RECOGNIZE THE CAUSES

It’s very common for conflict to be present at different levels in a dental office. Staff is working closely, working on a tight schedule, and dealing with patients who are afraid or in pain — or just don’t want to be there. Team members are expected to be “on” all the time. Throw into the mix a perceived hierarchy in the office, and it’s a recipe for conflict.

For example, Dolak points to conflict between the back and front offices, in which the front office is packing too many patients into the schedule and assistants can’t keep up. Or the assistant versus the dental hygienist conflict, in which hygienists see themselves as producers and don’t want to engage in tasks to keep the office running. Assistants then become resentful. There are also overbearing office managers who micromanage and push for more production.

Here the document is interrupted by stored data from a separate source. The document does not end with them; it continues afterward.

PR #422, opened 2024-08-13
add trip region to transition solver

miles-flexcompute:


flow360/component/simulation/translator/solver_translator.py
```diff
@@ -616,6 +619,23 @@ def boundary_spec_translator(model: SurfaceModelTypes, op_acousitc_to_static_pre
     return boundary
 
 
+def set_aft_ncrit(ncrit_input, turb_intensity_percent_input):
```
benflexcompute, line 622: Can you instead put this as a after model validator for transitionModelSovler? The translator would be best not to process param too much as it is designed to be disposable. It should only contain logics to "translate",

flow360/component/simulation/translator/solver_translator.py
```diff
@@ -709,6 +737,38 @@ def get_solver_json(
                 translated["turbulenceModelSolver"]["modelConstants"] = translated[
                     "turbulenceModelSolver"
                 ].pop("modelingConstants")
+
+            if not isinstance(model.transition_model_solver, NoneSolver):
+                # baseline dictionary dump for transition model object
+                translated["transitionModelSolver"] = dump_dict(model.transition_model_solver)
+                transition_dict = translated["transitionModelSolver"]
+                replace_dict_key(transition_dict, "typeName", "modelType")
```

Dentists, Dolak says, didn’t go to school to be facilitators of human relationships, and generally just want all the problems to go away.

“These are simple but common scenarios in the dental office,” Dolak says. “What causes them to be a problem is most times these issues are ignored and not dealt with properly.

Poor communication, and hurtful communication mostly is the cause.”

Why doesn’t staff deal with problems head on and handle them face-to-face?

“Why would they want to when they have an attitude of I am right and they are wrong?” Dolak points out. “The parties each become entrenched in their position.”

THE FINANCIAL IMPACT

Dolak says that if left unresolved, dental office conflict can have a significant negative impact on practice revenue. For example, a dentist has two employees whom he or she is paying $20 per hour for a 36-hour work week. That’s $720 per week, or $37000 per year. Over the last month, they have been bickering over petty stuff. The dentist ignores it. It’s barely on his radar. Very easily the two employees spend about a couple hours per week of time gossiping and stirring the pot.

“Tensions will escalate and it spreads through the office,” Dolak says. “It becomes a toxic work environment. The dentist paid them but they were not working and producing.”

And patients definitely feel and are aware of the conflict. They will often leave a practice and no one ever knows why. But they’ll talk to their friends about the office, and that affects referrals and new patients who might have considered coming to that practice. Perhaps most importantly, Dolak says, is that the direct cost of this office drama is not obvious to dentists.

“CPP Inc., of the Myers-Briggs Assessment and the Thomas-Kilmann Conflict Mode Instrument, commissioned a study on workplace conflict, finding that in 2008, U.S. employees spent 2.8 hours per week dealing with conflict,” Dolak says. “This amounts to approximately $359 billion in paid hours (based on average hourly earnings of $17.95), or the equivalent of 385 million working days.”

FIXING THE PROBLEM

Dolak says that, fundamentally, businesses are built on relationships. In a healthy workplace, service and profit flow smoothly through open communication. As staff communication and relationships remain open, patients receive good treatment, and the business is profitable. As relationships among staff deteriorate, service erodes as well. As such, there is a direct link between the quality of the relationships in any business and the quality of service, production and profit.

“When we are in conflict, we say things we do not mean and we mean things we do not say,” Dolak says. “Rarely do we communicate at a deep level to truly express what we are thinking and feeling. Learn how. Spend money and time teaching communication skills. Make it a safe place to express differences of opinions and train to do it respectfully.”